К его совершенству было причастно и то, что ты свои удушающие ожидания не только оставляла невысказанными, но и прятала за словами и жестами, которые выражали совершенно противоположное. Я не хочу сказать, что это был сознательный, тонкий иезуитский план. Нет, ты сама верила в свои обманные слова, ты пала жертвой собственной маскировки, которая оказалась способнее и изворотливее тебя. С тех пор я знаю, как люди могут скрещиваться друг с другом и жить друг в друге, не имея о том ни малейшего понятия.
И еще кое-что относится к твоему искусству, с которым ты, как фривольная ваятельница чужой души, создавала меня по своему капризу, то имя, которое ты дала мне. Амадеу Инасио. Большинство людей не слишком задумываются, когда что-то говорят о Мелоди. Но со мной совсем другое дело, я хорошо это знаю, потому что твой голос я слышу в каждом — голос, полный надменного благоговения. Я просто обязан был стать гением. Творить с божественной легкостью. И в то же время — в то же время! — должен был воплощать в себе убийственную суровость святого Инасио и обладать его талантами воинствующего проповедника.

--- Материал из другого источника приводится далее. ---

PR #93, opened 2017-08-01
Feature/v10/remove bower

madhaze:
Travis CI will fail due to requiring the removal of bundleBower in p2-theme-core v10 https://github.com/phase2/p2-theme-core/tree/epic/v10


anniegreens:
Why are we removing Bower? This is still being used on all projects I have been on.

illepic:
@anniegreens : this is for the v10 release. Projects that are live on pattern-lab-starter v9 will still get the appropriate p2-theme-core (v9).

Follow this chain to the end for the fate of bower: https://github.com/bower/bower/issues/2298. We already have NPM which is a first class source for node tools like Webpack and Gulp, so we're just going from two package management systems to one.

PR #96, opened 2017-08-04
Create license

illepic:


evanmwillhite:
Just noticed this - someone corrected me on [Emulsify](https://github.com/fourkitchens/emulsify/issues/89) for having an MIT license when it appears [anything that extends Drupal needs a GPL2 license](https://www.drupal.org/about/licensing#q7).

illepic:
@evanmwillhite : Interesting. I'm learning about licensing here, but is the basic gist of this that any Drupal theme or module must be GPL2?

grayside:
That's always been my understanding, but MIT is regarded as compatible so maybe you can dual license?

illepic:
Noting here to update in package.json as well. @grayside, I guess we'll just go GPL2 and keep it simple?

PR #107, opened 2017-10-04
Safely joining url and path together

EvanLovely:
Using [`url.resolve()`](https://nodejs.org/api/url.html#url_url_resolve_from_to) is better in case `/` are forgotten in either var.


illepic:
Pulling this work into this PR: https://github.com/phase2/pattern-lab-starter/pull/108. Thanks @EvanLovely !!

Это злое слово, но оно точно выражает суть вещей: моя жизнь была отравлена материнским ядом.
«Есть ли и во мне скрытое, определившее всю жизнь присутствие родителей, возможно, замаскированное и превратно истолкованное?» — спрашивал себя Грегориус, прогуливаясь по тихим улицам Белена. Перед его глазами стояла тонкая тетрадка матери, в которую она заносила суммы, заработанные уборкой. Безобразные очки в дешевой оправе с вечно мутными стеклами, через которые она устало смотрела на сына. «Если бы еще хоть раз увидеть море! Но мы не можем себе этого позволить». Было в ней и что-то другое, что-то прекрасное и даже лучистое, о чем он долго уже не задумывался: достоинство, с которым она раскланивалась на улице с теми, за кем вывозила грязь. Ни следа раболепства. Она смотрела как на равных на тех, кто платил ей за то, что она ползала на коленях. «Разве ей так дозволительно?» — задавался вопросом маленький Грегориус, а потом снова гордился ею, когда в следующий раз наблюдал ту же картину. Если бы только она не читала в редкие часы отдыха эти примитивные повестюшки Людвига Гангхофера! «Теперь и ты прячешься от жизни за книгами!» Да, читательницей она не была. Больно, но это так.